• Raw data:
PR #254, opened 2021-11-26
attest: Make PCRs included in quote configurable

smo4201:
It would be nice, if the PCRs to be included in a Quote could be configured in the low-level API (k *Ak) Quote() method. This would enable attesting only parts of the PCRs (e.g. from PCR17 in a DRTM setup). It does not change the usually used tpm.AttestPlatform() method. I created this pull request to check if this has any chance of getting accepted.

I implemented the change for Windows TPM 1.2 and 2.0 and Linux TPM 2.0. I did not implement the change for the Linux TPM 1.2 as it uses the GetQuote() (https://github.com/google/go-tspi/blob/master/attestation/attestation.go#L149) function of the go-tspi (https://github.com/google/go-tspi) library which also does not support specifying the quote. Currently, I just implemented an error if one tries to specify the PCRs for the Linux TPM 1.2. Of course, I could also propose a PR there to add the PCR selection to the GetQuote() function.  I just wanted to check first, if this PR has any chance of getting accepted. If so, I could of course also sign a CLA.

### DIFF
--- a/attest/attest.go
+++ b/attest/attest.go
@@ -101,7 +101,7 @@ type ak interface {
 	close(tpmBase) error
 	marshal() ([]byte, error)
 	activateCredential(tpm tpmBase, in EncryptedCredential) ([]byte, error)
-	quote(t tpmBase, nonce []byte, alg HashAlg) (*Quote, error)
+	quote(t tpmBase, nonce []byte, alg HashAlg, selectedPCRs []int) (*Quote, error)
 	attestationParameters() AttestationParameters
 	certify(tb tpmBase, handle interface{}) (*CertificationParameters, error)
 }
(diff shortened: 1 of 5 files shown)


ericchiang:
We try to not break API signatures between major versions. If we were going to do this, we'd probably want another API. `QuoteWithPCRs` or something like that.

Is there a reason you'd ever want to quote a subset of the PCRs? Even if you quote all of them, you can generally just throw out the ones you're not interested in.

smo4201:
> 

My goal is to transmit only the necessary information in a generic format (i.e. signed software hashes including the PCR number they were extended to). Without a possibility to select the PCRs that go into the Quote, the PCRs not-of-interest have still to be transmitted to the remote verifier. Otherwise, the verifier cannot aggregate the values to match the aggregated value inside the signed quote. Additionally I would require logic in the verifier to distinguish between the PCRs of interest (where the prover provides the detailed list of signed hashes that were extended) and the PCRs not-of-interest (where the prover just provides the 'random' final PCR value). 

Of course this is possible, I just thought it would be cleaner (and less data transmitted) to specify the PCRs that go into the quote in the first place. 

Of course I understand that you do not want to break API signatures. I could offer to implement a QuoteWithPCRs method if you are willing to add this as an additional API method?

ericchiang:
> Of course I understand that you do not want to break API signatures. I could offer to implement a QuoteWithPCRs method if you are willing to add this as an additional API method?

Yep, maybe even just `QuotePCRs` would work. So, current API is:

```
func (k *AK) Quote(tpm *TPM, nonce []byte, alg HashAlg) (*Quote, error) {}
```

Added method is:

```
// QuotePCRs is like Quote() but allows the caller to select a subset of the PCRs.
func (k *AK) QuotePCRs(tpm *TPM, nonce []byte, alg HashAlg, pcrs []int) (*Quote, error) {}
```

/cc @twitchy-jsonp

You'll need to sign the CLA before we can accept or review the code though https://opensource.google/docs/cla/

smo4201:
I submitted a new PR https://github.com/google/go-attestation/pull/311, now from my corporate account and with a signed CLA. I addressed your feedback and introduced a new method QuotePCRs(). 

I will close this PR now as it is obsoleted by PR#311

• Task to complete: The expected answer is the lines from the one containing "I submitted a" through the end of the material, reproduced exactly with both ends kept.

• Output for this task:
I submitted a new PR https://github.com/google/go-attestation/pull/311, now from my corporate account and with a signed CLA. I addressed your feedback and introduced a new method QuotePCRs(). 

I will close this PR now as it is obsoleted by PR#311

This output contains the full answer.